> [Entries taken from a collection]

PR #5515, opened 2018-08-15
Remove superfluous override of `DataDir` at startup for Android

pedropombeiro:
This tiny PR removes setting `DataDir` on Android, since that data is already present in the JSON (iOS already does the same, not setting/overriding `DataDir` a second time).

status: ready


goranjovic (approved):

vitvly:
@jeluard @alwx @rasom Are we good to go here?

jeluard:
@siphiuel Feel free to review ! :)

jeluard (approved):

vitvly (approved):

pedropombeiro:
Apparently this section will be refactored soon, so no point in changing it now.

PR #5528, opened 2018-08-16
[CI] Renamed apk for e2e tests

antdanchenko:
probot is triggering e2e tests with parameters, one of them is apk e.g. (0000.apk, where 0000 is a PR number)
builds which were named in the old way won't be found by tests in case if we will change the setting in porbot to use new names

so it worth to be renamed back


mandrigin (approved):
lgtm

yevh-berdnyk (approved):

PR #5531, opened 2018-08-16
Copy on stack status-go signal data

### LINKED ISSUE #5483: Update status-go to 0.10.0 breaks compatibility with Desktop
According to https://github.com/status-im/status-react/pull/5319

Update to status-go release 0.10.0 breaks possibility to login in Status Desktop or create new account.
It errors out with following log:

```

Debug: call of RCTStatus::emitSignalEvent ... signal:  {"type":"node.crashed","event":{"error":"node is already running"}}

Debug: RCTStatus::startNode StartNode result:  {"error":""}
```
GIT_TAG for status-go 0.10.0 is a6d69eba

maxhora:
fixes #5483

### Summary:

Resolves issues appeared with status-go 0.10.0 upgrade during login

Additional info:
App hanging after user log in, because geth node is crashed, because there was attempt to start it twice, because after first try to start geth node "is-node-started" variable was not set in CLJS, because the signal with event about successful "node.started" was not propagated at first time from RCTStatus.cpp native module, because signal event data of type `char *` was corrupted after passed to main app thread from status-go thread, because something was changed internally in status-go (before it worked fine). Current solution is to copy signal event data by keeping it withing QString type by value on stack.

### Steps to test:
- Open Status
- Login into account

status: ready

### DIFF
--- a/modules/react-native-status/desktop/rctstatus.h
+++ b/modules/react-native-status/desktop/rctstatus.h
@@ -56,15 +56,15 @@ public:
     Q_INVOKABLE void getDeviceUUID(double callbackId);
 
     Q_INVOKABLE static bool JSCEnabled();
-    Q_INVOKABLE static void jailSignalEventCallback(const char* signal);
+    Q_INVOKABLE static void statusGoEventCallback(const char* event);
 
-    void emitSignalEvent(const char* signal);
+    void emitStatusGoEvent(QString event);
 
 Q_SIGNALS:
-    void jailSignalEvent(const char* signal);
+    void statusGoEvent(QString event);
 
 private Q_SLOTS:
-    void onJailSignalEvent(const char* signal);
+    void onStatusGoEvent(QString event);
 
 private:
     QScopedPointer<RCTStatusPrivate> d_ptr;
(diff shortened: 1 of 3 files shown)


flexsurfer (approved):

modules/react-native-status/desktop/rctstatus.h
```diff
@@ -58,13 +58,13 @@ class RCTStatus : public QObject, public ModuleInterface {
     Q_INVOKABLE static bool JSCEnabled();
     Q_INVOKABLE static void jailSignalEventCallback(const char* signal);
 
-    void emitSignalEvent(const char* signal);
+    void emitSignalEvent(QString signal);
 
 Q_SIGNALS:
-    void jailSignalEvent(const char* signal);
+    void jailSignalEvent(QString signal);
```
pedropombeiro: Unrelated: I believe jails have been removed recently, so this shouldn't be necessary anymore.

pedropombeiro (approved):

modules/react-native-status/desktop/rctstatus.h
maxhora: Thanks, will update methods names

vkjr (approved):

churik:
Tested (desktop - Mac Osx
- account is created 
- can log in with existing account
- messages are fetched
- can send message in 1-1 and public chat

Tested (IOS, Android):
- account is created 
- messages are fetched

Issue #55, opened 2016-05-05
if the message begins with ! it should never send as plaintext


0xc1c4da:
https://assembly-vc.slack.com/files/jarradhope/F16BMEP0E/phonecommandtyping.mp4

PR #5536, opened 2018-08-16
Merge desktop and mobile builds into a single job

jakubgs:
This PR does several things:

* Creates `Jenkinsfile.combined` which runs major 4 types of builds in parallel
* Creates `Jenkinsfile.{ios,android,linux,macos}` to run each build as a separate job
* Extracts Jenkins stages from `Jenkinsfile`s into `common.groovy`, `mobile.groovy`, and `desktop.groovy`
* Adds a `cleanup` lane to the iOS Fastlane setup to clean up XCode DerivedData folder
* Adds missing Fastlane dependencies to `Gemfile`

The Jenkins builds can be seen here:
https://ci.status.im/job/status-react/job/combined/
Here's an example build:
TODO
Which in turn triggered those:
TODO
This is not done yet, as I still haven't finished uploading artifacts nor making separate builds for e2e tests in parallel.

<blockquote><div><strong><a href="https://ci.status.im/job/status-react/job/combined/">All [status-react » combined] [Jenkins]</a></strong></div></blockquote>

### DIFF
--- a/ci/Jenkinsfile.android
+++ b/ci/Jenkinsfile.android
@@ -1,0 +1,72 @@
+pipeline {
+  agent { label 'macos' }
+
+  options {
+    buildDiscarder(logRotator(
+      numToKeepStr: '10',
+      daysToKeepStr: '30',
+      artifactNumToKeepStr: '4',
+    ))
+  }
+  
+  environment {
+    LANG = 'en_US.UTF-8'
+    LANGUAGE = 'en_US.UTF-8'
+    LC_ALL = 'en_US.UTF-8'
+    FASTLANE_DISABLE_COLORS = 1
+    REALM_DISABLE_ANALYTICS = 1
+    ANDROID_HOME = '/usr/local/share/android-sdk'
+    ANDROID_SDK_ROOT = '/usr/local/share/android-sdk'
+    ANDROID_NDK = '/Users/jenkins/android-ndk-r10e'
+    ANDROID_NDK_HOME = '/Users/jenkins/android-ndk-r10e'
+  }
+  
+  stages {
+    stage('Prep') {
+      steps {
+        script {
+          /* Necessary to load methods */
+          mobile = load 'ci/mobile.groovy'
+          mobile.prepDeps()
+        }
+      }
+    }
+    stage('Tests') {
+      steps {
+        script { mobile.runTests() }
+      }
+    }
+    stage('Build') {
+      steps {
+        script { mobile.leinBuild() }
+      }
+    }
+    stage('Compile') {
+      steps {
+        script { apk = mobile.compileAndroid(e2e: params.RUN_E2E) }
+      }
+    }
+    stage('Bundle') {
+      when { expression { !params.RUN_E2E } }
+      steps {
+        script { mobile.bundleAndroid() }
+      }
+    }
+    stage('Archive') {
+      when { expression { !params.RUN_E2E } }
+      steps {
+        script { archiveArtifacts apk }
+      }
+    }
+    stage('Run e2e') {
+      when { expression { params.RUN_E2E } }
+      steps { script {
+        apk = mobile.uploadSauceLabs() 
+        build(
+          job: 'end-to-end-tests/status-app-nightly', wait: false,
+          parameters: [string(name: 'apk', value: "--apk=${apk}")]
+        )
+      } }
+    }
+  }
+}
--- a/ci/Jenkinsfile.combined
+++ b/ci/Jenkinsfile.combined
@@ -1,0 +1,115 @@
+pipeline {
+  agent { label 'master' }
+
+  options {
+    disableConcurrentBuilds()
+    buildDiscarder(logRotator(
+      numToKeepStr: '10',
+      daysToKeepStr: '30',
+      artifactNumToKeepStr: '10',
+    ))
+  }
+  
+  stages {
+    stage('Tag') {
+      steps { script {
+        common = load('ci/common.groovy')
+        /* to avoid race conditions in parallel builds */
+        print "Build Number: ${common.tagBuild()}"
+      } }
+    }
+    stage('Build') {
+      parallel {
+        stage('MacOS') {
+          steps { script {
+            osx = build('status-react/combined/desktop-macos')
+          } }
+        }
+        stage('Linux') {
+          steps { script {
+            nix = build('status-react/combined/desktop-linux')
+          } }
+        }
+        stage('iOS') {
+          steps { script {
+            ios = build('status-react/combined/mobile-ios')
+          } }
+        }
+        stage('Android') {
+          steps { script {
+            dro = build('status-react/combined/mobile-android')
+          } }
+        }
+        stage('Android e2e') {
+          steps {
+            build('status-react/combined/mobile-android-e2e')
+          }
+        }
+      }
+    }
+    stage('Archive') {
+      steps {
+        sh('rm -f pkg/*')
+        copyArtifacts(
+          projectName: 'status-react/combined/mobile-ios', target: 'pkg',
+          flatten: true, selector: specific("${ios.number}")
+        )
+        copyArtifacts(
+          projectName: 'status-react/combined/mobile-android', target: 'pkg',
+          flatten: true, selector: specific("${dro.number}")
+        )
+        copyArtifacts(
+          projectName: 'status-react/combined/desktop-macos', target: 'pkg',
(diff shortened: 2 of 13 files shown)


Gemfile
```diff
@@ -1,6 +1,8 @@
 source "https://rubygems.org"
 
 gem "fastlane"
+gem "fastlane-plugin-diawi"
```
mandrigin: I think those aren't necessary because later in the file it reads from `Pluginfile` where they exist.

ci/Jenkinsfile.combined
```diff
@@ -0,0 +1,62 @@
...
+    }
+    stage('Notify') {
+      steps {
+        slackSend(
+          message: "Combined Nightly build success! (develop)",
+          color: 'good'
+        )
+      }
+    }
+    //stage('Upload') {
```
mandrigin: emm, why commented out?

ci/mobile.groovy
```diff
@@ -0,0 +1,76 @@
...
+    sh 'pod install'
+  }
+}
+
+def bundleAndroid() {
+  withCredentials([
+    string(credentialsId: "SUPPLY_JSON_KEY_DATA", variable: 'GOOGLE_PLAY_JSON_KEY'),
+    string(credentialsId: "SLACK_URL", variable: 'SLACK_URL')
+  ]) {
+    sh 'bundle exec fastlane android nightly'
```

> [Exercise goal]
Find the word "separate" in the records, and report each line that has it.

> [Solution for this task]
* Creates `Jenkinsfile.{ios,android,linux,macos}` to run each build as a separate job
This is not done yet, as I still haven't finished uploading artifacts nor making separate builds for e2e tests in parallel.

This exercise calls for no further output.